The Enterprize spent the next few days examining the bay. While exploring its eastern side, some of the men took the whaleboat up the Saltwater River (now today’s Maribyrnong). With no fresh water in sight, they deemed it not worth following and soon returned. On the way there, however, they’d seen the junction of the Yarra, and on 22 August they pushed up the river. Within an hour of rowing, they came to what was unanimously agreed to be perfection: the Yarra’s basin, an area of deeper water that Batman had encountered and declared to be the future site of Batmania. To the eyes of the colonists, this was an Eden they had never expected. The water was entirely fresh, and the surrounding grass was velvety and light green, decked with flowers of many hues and spread liberally across the banks. This was lowland country of the most idyllic kind, with picturesque knolls around a number of lagoons. They saw ducks and swans and all manner of birds.
There was no debate: they had reached their goal.
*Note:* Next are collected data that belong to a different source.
PR #1590, opened 2021-09-15
test: pull testbench docker image, kokoro presubmit conformance test …

ddelgrosso1:
…hooks


ddelgrosso1:
There is currently a `conformance-test.yaml` that appears to run the tests on every pull request. However, it seems like most other tests / workflows use the .cfg / .sh approach. Not sure which is better and if we should just remove the older yaml file?

shaffeeullah:
This looks good to me, but you should also request review from someone who actually knows how this is supposed to work.

conformance-test/testBenchUtil.ts
```diff
@@ -0,0 +1,46 @@
...
+
+export function runTestBenchDockerImage(): Promise<Buffer> {
+  return new Promise((resolve, reject) => {
+    try {
+      resolve(execSync(RUN_CMD));
+    } catch (err) {
+      reject(err);
+    }
+  });
+}
```
danielbankhead, line 46: [Optional] This block can be streamlined to:

```suggestion
export async function getTestBenchDockerImage(): Promise<Buffer> {
  return execSync(PULL_CMD);
}

export async function runTestBenchDockerImage(): Promise<Buffer> {
  return execSync(RUN_CMD);
}
```

Note `execSync` would still blocking the main thread - if you're interested in having this more non-blocking, [`exec`](https://nodejs.org/api/child_process.html#child_process_child_process_exec_command_options_callback) might be a good choice

danielbankhead (commented):
The TS looks good; not familiar enough with the Kokoro components yet to make a call

.kokoro/presubmit/node10/conformance-test.cfg
```diff
@@ -0,0 +1,4 @@
+env_vars: {
```
fhinkel, line 1: If you look at the internal job configs, you see that we only have node12 configured. This file should be here: https://github.com/googleapis/nodejs-storage/tree/main/.kokoro/presubmit/node12

conformance-test/testBenchUtil.ts
```diff
@@ -0,0 +1,34 @@
+/*!
```
bcoe, line 1: nit: I would be tempted to cll this `test-bench-util.ts`, this just tends to be the JavaScript convention.

bcoe (approved):
Nits about filenames aside, LGTM.

PR #1591, opened 2021-09-16
fix: fixed runtime errors. all the tests still fail, but they run now

shaffeeullah:


conformance-test/retryStrategy.ts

A few days later the Enterprize was taken up to the junction of the Saltwater River and then hauled by the whaleboat up the Yarra. The captain reported the river at about three fathoms as they progressed and nearly eight fathoms at its deepest around the basin. On 29 August the schooner docked in an area where the Queens Bridge now stands between present-day William and Market streets. The next day, planks were brought out to assist the colonists’ landfall. With the arrival of the party on this turf, a hamlet was born.
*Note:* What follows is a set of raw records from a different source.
PR #1593, opened 2021-09-16
samples: added retry samples

shaffeeullah:
Samples for customizing retry configuration on the storage instance


samples/storageRetryOnce.js
```diff
@@ -0,0 +1,43 @@
...
+/**
+ * This application demonstrates how to perform basic operations on buckets with
+ * the Google Cloud Storage API.
+ *
+ * For more information, see the README.md under /storage and the documentation
+ * at https://cloud.google.com/storage/docs.
+ */
+
+function main() {
+  // [START storage_retry_once]
```
tritone, line 24: In Go we won't give the option to configure a particular number of retries (only time-related knobs such as initial delay, multiplier, and total timeout). So we won't be able to do an equivalent to this.

samples/storageRetryConditionallyIdempotent.js
```diff
@@ -0,0 +1,42 @@
...
+function main() {
+  // [START storage_retry_conditionally_idempotent]
+  /**
+   * TODO(developer): Uncomment the following lines before running the sample.
+   */
+  // Imports the Google Cloud client library and idempotency strategy options
+  const {Storage, IdempotencyStrategy} = require('@google-cloud/storage');
+
+  // Creates a client
+  const storage = new Storage({
```
tritone, line 32: We should show calling a library function using this configuration-- in other languages you configure on a per-call basis so something directly equivalent to this doesn't make sense.

samples/storageRetryConditionallyIdempotent.js
```diff
@@ -0,0 +1,42 @@
...
+    retryOptions: {
```
tritone, line 33: I feel like this could use a bit more in-line commentary since the configs will be specific to the language.

tritone (commented):
Couple thoughts. What do you think about just combining this into one sample? I feel like that would probably be sufficient.

shaffeeullah:
@tritone Let me know what you think of this new sample. The idea here is each language could show off all their configuration options and how they can be set.

samples/storageRetryConditionallyIdempotent.js
cojenco: +1  Retries are configured on a per-call basis in python, so we wouldn't be able to demonstrate anything equivalent here. My concern is that we usually try to implement code samples that are performing the same operations, and in this case, it might be confusing to the users. Is there a way to implement a specific operation instead (i.e. list buckets)?

samples/configureRetries.js
```diff
@@ -0,0 +1,61 @@
...
+ * the Google Cloud Storage API.
+ *
+ * For more information, see the README.md under /storage and the documentation
+ * at https://cloud.google.com/storage/docs.
+ */
+
+function main() {
+  // [START storage_configure_retries]
+  /**
+   * TODO(developer): Uncomment the following lines before running the sample.
```
cbonnie, line 30: I see that this comment seems standard across our samples - which lines is it referring to?

samples/configureRetries.js
```diff
@@ -0,0 +1,61 @@
...
+   */
+  // Imports the Google Cloud client library
+  const {Storage} = require('@google-cloud/storage');
+
+  // Creates a client
+  const storage = new Storage({
+    retryOptions: {
+      autoRetry: true, //If this is false, requests will not retry and the setting of the below parameters will not have any effect.
```
cbonnie, line 38: "and the parameters below will not affect the retry behavior"
Can also use "settings" instead of "behavior" if it makes more sense, but the doc currently use "behavior"

samples/configureRetries.js
```diff
@@ -0,0 +1,61 @@
...
+      retryDelayMultiplier: 3, //The multiplier by which to increase the delay time between the completion of failed requests, and the initiation of the subsequent retrying request.
+      totalTimeout: 500, //The total time, starting from when the initial request is sent, after which an error will be returned, regardless of the retrying attempts made meanwhile.
```
cbonnie, line 40: "// The total time between an initial request getting sent and its timeout. After timeout, an error will be returned regardless of any retry attempts made during this time period."

samples/configureRetries.js
```diff
@@ -0,0 +1,61 @@
...
+      maxRetryDelay: 60, //The maximum delay time between requests. When this value is reached, retryDelayMultiplier will no longer be used to increase delay time.
+      maxRetries: 2, //	Maximum number of automatic retries attempted before returning the error.
```
cbonnie, line 42: "// The maximum number..." to be consistent

samples/configureRetries.js
cbonnie: Just a nit - can we change the formatting of the comments so it doesn't extend too far in the code block and become difficult to scroll? 

For example:
```
// If this is false, requests will not retry and the
// parameters below will not affect the retry behavior.
autoRetry: true,
// The multiplier by which...
// ...
retryDelayMultiplier: 3
```
I'm happy to make these changes myself in a follow up PR so they aren't a blocker.

samples/configureRetries.js
tritone: It's just standard for the node samples, but usually there is a line with the project ID for example? Do we need that here?

samples/configureRetries.js
```diff
@@ -0,0 +1,61 @@
...
+      idempotencyStrategy: IdempotencyStrategy.RetryAlways, // Will respect other retry settings and attempt to retry conditionally idempotent operations.
```
tritone, line 43: I think this is maybe showing too many config options. Perhaps we could show one timing option as well as the idempotency strategy, and then give a link to the part of the node docs which describe all the configs? (The link could also live in a text box above the samples rather than in the sample code itself).

samples/configureRetries.js
```diff
@@ -0,0 +1,61 @@
...
+    },
+  });
+  console.log(
```
tritone, line 46: IMO it's not necessary to do all this printing.

samples/configureRetries.js
```diff
@@ -0,0 +1,61 @@
...
+  console.log(`Auto Retry: ${storage.retryOptions.autoRetry}`);
+  console.log(
+    `Retry delay multiplier: ${storage.retryOptions.retryDelayMultiplier}`
+  );
+  console.log(`Total timeout: ${storage.retryOptions.totalTimeout}`);
+  console.log(`Maximum retry delay: ${storage.retryOptions.maxRetryDelay}`);
+  console.log(`Maximum retries: ${storage.retryOptions.maxRetries}`);
+  console.log(
+    `Idempotency strategy: ${storage.retryOptions.idempotencyStrategy}`
+  );
```
tritone, line 58: Let's add a function call to a function that will use the retry strategy (e.g. buckets.patch, to choose something conditionally idempotent). We'll need to include this function call to show the configuration for Go and Python so it will be good to have them be parallel.

samples/configureRetries.js
shaffeeullah: added some lines to uncomment

ddelgrosso1 (approved):

samples/configureRetries.js
```diff
@@ -0,0 +1,84 @@
...
+      // below will not affect retry behavior.
+      autoRetry: true, 
+      // The multiplier by which to increase the delay time between the 
+      // completion of failed requests, and the initiation of the subsequent 
+      // retrying request.
+      retryDelayMultiplier: 3,
+      // The total time between an initial request getting sent and its timeout. 
+      // After timeout, an error will be returned regardless of any retry attempts 
+      // made during this time period.
+      totalTimeout: 500,
```
cojenco, line 54: LGTM! Just a question here,  in this case, `maxRetries: 5` would take precedence of `totalTimeout`, correct?

cojenco (approved):

samples/configureRetries.js
shaffeeullah: what do you mean by that? once the timeout is hit, it will stop retrying, regardless of the number of retries completed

Four days after the Enterprize’s docking, John Wedge had crossed over the Werribee River from Indented Head, forded the Saltwater River and was now in a party being guided by Wadawurrung up the Yarra. He came to the basin – known later as the turning basin – and expected to look on the falls, a ledge of rocks strung across the river, known by the local Woiwurrung as the yarro yarro, which physically divided the salt water from the fresh. The falls were the highest point a ship could reach – and there, just before the rocks, was a decidedly European encampment. Wedge happened upon a large schooner; evidently, with the help of Woiwurrung workers, the Enterprize had been winched up the river against the prevailing winds and currents by men pulling on ropes attached to trees.
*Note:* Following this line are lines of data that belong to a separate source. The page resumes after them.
PR #1601, opened 2021-09-21
feat: check that instructions were utilized in testbench

ddelgrosso1:

### DIFF
--- a/conformance-test/retryStrategy.ts
+++ b/conformance-test/retryStrategy.ts
@@ -81,9 +81,9 @@ const OPTIONS = {
   },
 };
 
-const EMULATOR_HOST =
-  process.env.STORAGE_EMULATOR_HOST || 'http://localhost:9000';
-const storage = new Storage({apiEndpoint: EMULATOR_HOST});
+const TESTBENCH_HOST =
+  process.env.STORAGE_EMULATOR_HOST || 'http://localhost:9000/';
+const storage = new Storage({apiEndpoint: TESTBENCH_HOST});
 
 describe('retry conformance testing', () => {
   before(async () => {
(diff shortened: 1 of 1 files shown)


conformance-test/retryStrategy.ts
```diff
@@ -19,12 +19,14 @@ import * as path from 'path';
 import * as uuid from 'uuid';
 import pLimit = require('p-limit');
 import * as assert from 'assert';
+import fetch from 'node-fetch';
```
shaffeeullah, line 22: does this introduce a dev dependency on node-fetch?

conformance-test/retryStrategy.ts
```diff
@@ -84,6 +85,10 @@ const OPTIONS = {
   },
 };
 
+const EMULATOR_HOST =
+  process.env.STORAGE_EMULATOR_HOST || 'http://localhost:9000';
```
shaffeeullah, line 89: does this need a trailing `/`?

conformance-test/retryStrategy.ts
```diff
@@ -84,6 +85,10 @@ const OPTIONS = {
   },
 };
 
+const EMULATOR_HOST =
```
shaffeeullah, line 88: should we call this `TESTBENCH_HOST`?

conformance-test/retryStrategy.ts
ddelgrosso1: We already had `node-fetch` listed as a dev dependency in the `package.json` which is why I went with it as opposed to the `https` lib in node.

shaffeeullah (approved):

Wedge noted a number of white men milling around a small camp that consisted mostly of calico tents and timber piles. Fawkner’s party had set up directly on Batman’s most treasured site. The surveyor, who had already sketched out a proposed town for Batman, was rudely shocked. The land he wanted to plan was already being cleared for vegetable gardens, and the settlers were laying the foundations of a store for provisions and equipment.
Wedge was said to have spoken with Lancey and iterated Batman’s claim, trying to deliver it not as a threat but more as advice. Lancey took this in with relatively good cheer. There were no more troubled words between the two men, and Wedge stayed a night with the party. But his heart must have sunk: this would be heavy tidings for Batman, who had known of Fawkner’s ambitions for some time.
The self-proclaimed king of the Yarra had been unseated before even taking his seat. The tiny village that would one day be a major metropolis was at this point being contested by two absent landlords. Melbourne was definitely going to be different.